Saved entries:
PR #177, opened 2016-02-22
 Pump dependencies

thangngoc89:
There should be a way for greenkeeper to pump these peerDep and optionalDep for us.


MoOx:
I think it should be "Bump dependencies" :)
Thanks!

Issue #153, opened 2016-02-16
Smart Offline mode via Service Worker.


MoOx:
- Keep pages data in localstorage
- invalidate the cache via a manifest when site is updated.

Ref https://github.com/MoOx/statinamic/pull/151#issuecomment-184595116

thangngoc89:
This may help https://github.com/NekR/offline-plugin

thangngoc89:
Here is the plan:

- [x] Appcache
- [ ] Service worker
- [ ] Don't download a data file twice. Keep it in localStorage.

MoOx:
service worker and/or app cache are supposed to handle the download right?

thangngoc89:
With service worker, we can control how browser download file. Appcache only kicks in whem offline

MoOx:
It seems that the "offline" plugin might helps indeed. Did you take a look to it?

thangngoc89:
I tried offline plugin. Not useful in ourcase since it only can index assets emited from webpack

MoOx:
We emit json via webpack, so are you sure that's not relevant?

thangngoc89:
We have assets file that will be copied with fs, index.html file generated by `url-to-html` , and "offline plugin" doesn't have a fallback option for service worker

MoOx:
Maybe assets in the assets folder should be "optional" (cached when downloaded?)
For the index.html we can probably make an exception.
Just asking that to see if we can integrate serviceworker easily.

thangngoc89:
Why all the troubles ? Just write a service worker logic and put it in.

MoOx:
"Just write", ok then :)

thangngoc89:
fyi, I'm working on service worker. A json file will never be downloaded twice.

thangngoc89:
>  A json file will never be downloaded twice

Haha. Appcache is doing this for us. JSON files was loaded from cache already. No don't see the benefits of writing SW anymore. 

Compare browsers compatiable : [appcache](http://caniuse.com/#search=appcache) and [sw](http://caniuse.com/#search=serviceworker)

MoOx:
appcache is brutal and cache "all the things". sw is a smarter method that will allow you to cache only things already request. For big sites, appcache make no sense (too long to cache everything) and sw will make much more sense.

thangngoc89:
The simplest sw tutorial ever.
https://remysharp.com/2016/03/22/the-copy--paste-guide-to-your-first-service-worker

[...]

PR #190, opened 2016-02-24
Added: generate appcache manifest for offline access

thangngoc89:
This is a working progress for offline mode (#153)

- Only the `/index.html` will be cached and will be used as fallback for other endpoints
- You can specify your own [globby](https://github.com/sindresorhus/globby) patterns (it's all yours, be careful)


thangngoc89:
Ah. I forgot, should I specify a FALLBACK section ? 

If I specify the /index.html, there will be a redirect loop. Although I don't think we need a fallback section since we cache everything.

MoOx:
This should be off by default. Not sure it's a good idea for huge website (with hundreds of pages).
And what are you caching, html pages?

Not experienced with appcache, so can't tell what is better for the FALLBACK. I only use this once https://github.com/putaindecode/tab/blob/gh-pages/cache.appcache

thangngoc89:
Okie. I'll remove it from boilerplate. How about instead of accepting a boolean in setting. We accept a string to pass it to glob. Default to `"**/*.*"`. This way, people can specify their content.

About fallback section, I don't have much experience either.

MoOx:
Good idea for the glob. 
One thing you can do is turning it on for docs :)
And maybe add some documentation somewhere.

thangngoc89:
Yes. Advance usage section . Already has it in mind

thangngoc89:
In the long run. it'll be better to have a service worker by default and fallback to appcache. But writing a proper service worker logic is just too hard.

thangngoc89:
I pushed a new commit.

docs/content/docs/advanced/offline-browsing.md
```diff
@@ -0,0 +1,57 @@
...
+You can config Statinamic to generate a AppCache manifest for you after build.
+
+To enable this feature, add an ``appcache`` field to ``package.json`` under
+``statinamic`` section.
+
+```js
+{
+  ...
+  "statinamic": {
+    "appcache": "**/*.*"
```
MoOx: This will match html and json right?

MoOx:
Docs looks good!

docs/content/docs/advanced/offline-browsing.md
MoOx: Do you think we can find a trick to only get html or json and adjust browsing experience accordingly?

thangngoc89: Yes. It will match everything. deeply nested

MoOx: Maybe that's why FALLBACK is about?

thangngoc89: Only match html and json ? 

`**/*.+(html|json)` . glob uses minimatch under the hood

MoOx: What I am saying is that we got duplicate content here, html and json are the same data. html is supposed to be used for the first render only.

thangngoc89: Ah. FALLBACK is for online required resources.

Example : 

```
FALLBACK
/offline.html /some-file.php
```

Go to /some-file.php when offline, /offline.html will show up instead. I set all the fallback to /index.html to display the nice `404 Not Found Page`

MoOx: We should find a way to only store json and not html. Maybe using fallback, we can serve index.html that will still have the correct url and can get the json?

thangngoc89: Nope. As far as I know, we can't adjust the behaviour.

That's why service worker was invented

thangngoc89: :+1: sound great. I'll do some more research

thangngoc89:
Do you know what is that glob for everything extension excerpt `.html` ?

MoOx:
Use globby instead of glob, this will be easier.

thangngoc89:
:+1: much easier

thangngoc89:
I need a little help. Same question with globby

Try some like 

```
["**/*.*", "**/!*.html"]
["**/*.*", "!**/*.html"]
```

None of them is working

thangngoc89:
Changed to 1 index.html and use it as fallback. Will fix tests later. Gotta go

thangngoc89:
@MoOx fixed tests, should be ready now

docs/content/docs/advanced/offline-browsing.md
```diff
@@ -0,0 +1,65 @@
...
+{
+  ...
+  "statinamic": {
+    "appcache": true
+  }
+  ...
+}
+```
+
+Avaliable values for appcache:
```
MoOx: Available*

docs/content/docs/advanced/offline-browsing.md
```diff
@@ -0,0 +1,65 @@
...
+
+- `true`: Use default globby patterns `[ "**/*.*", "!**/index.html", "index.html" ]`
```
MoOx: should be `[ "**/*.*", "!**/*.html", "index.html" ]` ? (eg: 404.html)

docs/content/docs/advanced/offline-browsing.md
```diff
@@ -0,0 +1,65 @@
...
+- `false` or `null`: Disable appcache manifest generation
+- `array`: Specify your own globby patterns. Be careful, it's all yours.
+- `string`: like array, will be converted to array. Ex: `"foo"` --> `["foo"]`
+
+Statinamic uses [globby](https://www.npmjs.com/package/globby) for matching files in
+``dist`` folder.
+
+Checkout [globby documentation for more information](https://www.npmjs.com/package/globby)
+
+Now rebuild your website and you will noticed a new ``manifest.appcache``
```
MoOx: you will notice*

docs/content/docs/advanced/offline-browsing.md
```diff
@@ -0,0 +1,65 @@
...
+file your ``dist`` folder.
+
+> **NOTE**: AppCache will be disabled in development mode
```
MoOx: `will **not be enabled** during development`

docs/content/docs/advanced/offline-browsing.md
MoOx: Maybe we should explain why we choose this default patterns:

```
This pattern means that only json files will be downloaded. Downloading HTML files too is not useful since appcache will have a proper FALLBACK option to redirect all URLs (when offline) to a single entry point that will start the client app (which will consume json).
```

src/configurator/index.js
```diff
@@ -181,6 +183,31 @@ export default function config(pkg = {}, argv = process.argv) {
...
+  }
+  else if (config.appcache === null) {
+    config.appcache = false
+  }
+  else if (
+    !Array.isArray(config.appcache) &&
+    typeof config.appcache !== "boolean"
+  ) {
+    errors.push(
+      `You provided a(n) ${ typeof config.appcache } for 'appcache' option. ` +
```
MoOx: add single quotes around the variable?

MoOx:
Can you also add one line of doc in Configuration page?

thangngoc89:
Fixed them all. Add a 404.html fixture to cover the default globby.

Work instructions –
Up to and including the line with "Issue #153, opened 2016-02-16", print every line of the records from the start.

Result below –
PR #177, opened 2016-02-22
 Pump dependencies

thangngoc89:
There should be a way for greenkeeper to pump these peerDep and optionalDep for us.


MoOx:
I think it should be "Bump dependencies" :)
Thanks!

Issue #153, opened 2016-02-16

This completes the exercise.